Saved data entries.
───

PR #6154, opened 2025-01-19
#5977(2) Fix prescription update tests

CarlosNZ:
Follow-up to #5977 to fix tests broken by clinician_id field to NullableUpdate.

I think @jmbrunskill wanted to have a quick look at the `unwrap()` to try and improve it.

# 🧪 Testing

- Run `cargo test` -- should all pass

### DIFF
--- a/server/service/src/invoice/prescription/update/mod.rs
+++ b/server/service/src/invoice/prescription/update/mod.rs
@@ -147,6 +147,7 @@ mod test {
     use crate::{
         invoice::prescription::{UpdatePrescription, UpdatePrescriptionStatus},
         service_provider::ServiceProvider,
+        NullableUpdate,
     };
 
     use super::UpdatePrescriptionError;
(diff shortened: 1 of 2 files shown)


server/service/src/invoice/prescription/update/mod.rs
```diff
@@ -352,7 +357,7 @@ mod test {
                     diagnosis_id: _,
                 } = get_update();
                 u.name_link_id = patient_id.unwrap();
-                u.clinician_link_id = clinician_id;
+                u.clinician_link_id = clinician_id.unwrap().value;
```
jmbrunskill, line 360:
```suggestion
                u.clinician_link_id = clinician_id.map(|c| c.value).unwrap_or_default();
```
This works, but feels a bit clunky, I think what you have is totally fine.

Slightly better is this, but feels weird having two functions, and the second one is the one that runs on a `Some` value?
```suggestion
               u.clinician_link_id =  clinician_id.map_or_else(|| None, |c| c.value);
```

The problem with just use the map function is that it automatically wraps whatever you're mapping in Some()
So it doesn't let you just return a Some yourself. THis is why we were getting an extra `Some` in the type definition...

jmbrunskill (approved):
Thanks @CarlosNZ added some ideas for how to fix that unwrap() for learning purposes, don't need to change to using it.

server/service/src/invoice/prescription/update/mod.rs
CarlosNZ: Thanks for the tips :)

───

Your assignment. Every record above needs to be copied exactly.

Written response.
PR #6154, opened 2025-01-19
#5977(2) Fix prescription update tests

CarlosNZ:
Follow-up to #5977 to fix tests broken by clinician_id field to NullableUpdate.

I think @jmbrunskill wanted to have a quick look at the `unwrap()` to try and improve it.

# 🧪 Testing

- Run `cargo test` -- should all pass

### DIFF
--- a/server/service/src/invoice/prescription/update/mod.rs
+++ b/server/service/src/invoice/prescription/update/mod.rs
@@ -147,6 +147,7 @@ mod test {
     use crate::{
         invoice::prescription::{UpdatePrescription, UpdatePrescriptionStatus},
         service_provider::ServiceProvider,
+        NullableUpdate,
     };
 
     use super::UpdatePrescriptionError;
(diff shortened: 1 of 2 files shown)


server/service/src/invoice/prescription/update/mod.rs
```diff
@@ -352,7 +357,7 @@ mod test {
                     diagnosis_id: _,
                 } = get_update();
                 u.name_link_id = patient_id.unwrap();
-                u.clinician_link_id = clinician_id;
+                u.clinician_link_id = clinician_id.unwrap().value;
```
jmbrunskill, line 360:
```suggestion
                u.clinician_link_id = clinician_id.map(|c| c.value).unwrap_or_default();
```
This works, but feels a bit clunky, I think what you have is totally fine.

Slightly better is this, but feels weird having two functions, and the second one is the one that runs on a `Some` value?
```suggestion
               u.clinician_link_id =  clinician_id.map_or_else(|| None, |c| c.value);
```

The problem with just use the map function is that it automatically wraps whatever you're mapping in Some()
So it doesn't let you just return a Some yourself. THis is why we were getting an extra `Some` in the type definition...

jmbrunskill (approved):
Thanks @CarlosNZ added some ideas for how to fix that unwrap() for learning purposes, don't need to change to using it.

server/service/src/invoice/prescription/update/mod.rs
CarlosNZ: Thanks for the tips :)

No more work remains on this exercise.